What is expected: Give the lines below again exactly, starting with the line that holds "files/usr/etc/pki/ublue-os.pub" and going on through the line that holds "### LINKED ISSUE #14: Investigate".

Exercise data:
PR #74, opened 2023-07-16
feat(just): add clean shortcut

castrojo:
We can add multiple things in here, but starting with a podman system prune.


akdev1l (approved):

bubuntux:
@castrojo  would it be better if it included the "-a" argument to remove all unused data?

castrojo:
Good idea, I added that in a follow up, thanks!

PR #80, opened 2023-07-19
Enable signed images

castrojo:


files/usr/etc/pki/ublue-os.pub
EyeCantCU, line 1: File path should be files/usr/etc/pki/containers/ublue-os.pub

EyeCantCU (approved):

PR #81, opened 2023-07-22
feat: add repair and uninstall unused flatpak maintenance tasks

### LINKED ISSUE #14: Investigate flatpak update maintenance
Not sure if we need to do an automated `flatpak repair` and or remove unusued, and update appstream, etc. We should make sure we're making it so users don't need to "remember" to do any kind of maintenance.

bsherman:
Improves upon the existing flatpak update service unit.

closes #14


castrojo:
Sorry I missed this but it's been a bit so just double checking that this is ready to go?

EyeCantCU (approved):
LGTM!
* * *
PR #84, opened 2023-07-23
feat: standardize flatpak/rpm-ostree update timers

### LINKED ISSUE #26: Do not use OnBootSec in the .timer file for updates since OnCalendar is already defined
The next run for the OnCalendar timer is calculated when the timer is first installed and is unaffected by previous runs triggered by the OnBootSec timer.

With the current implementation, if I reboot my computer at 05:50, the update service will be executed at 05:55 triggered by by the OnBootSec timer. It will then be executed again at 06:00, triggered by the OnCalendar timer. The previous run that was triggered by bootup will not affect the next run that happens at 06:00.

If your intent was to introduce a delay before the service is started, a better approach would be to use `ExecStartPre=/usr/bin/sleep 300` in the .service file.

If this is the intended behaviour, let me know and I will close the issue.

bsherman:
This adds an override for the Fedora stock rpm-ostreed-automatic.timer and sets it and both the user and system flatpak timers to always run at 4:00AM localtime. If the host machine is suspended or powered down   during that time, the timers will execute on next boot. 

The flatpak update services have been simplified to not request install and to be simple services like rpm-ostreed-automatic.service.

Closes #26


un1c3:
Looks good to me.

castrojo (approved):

Result of the exercise:
files/usr/etc/pki/ublue-os.pub
EyeCantCU, line 1: File path should be files/usr/etc/pki/containers/ublue-os.pub

EyeCantCU (approved):

PR #81, opened 2023-07-22
feat: add repair and uninstall unused flatpak maintenance tasks

### LINKED ISSUE #14: Investigate flatpak update maintenance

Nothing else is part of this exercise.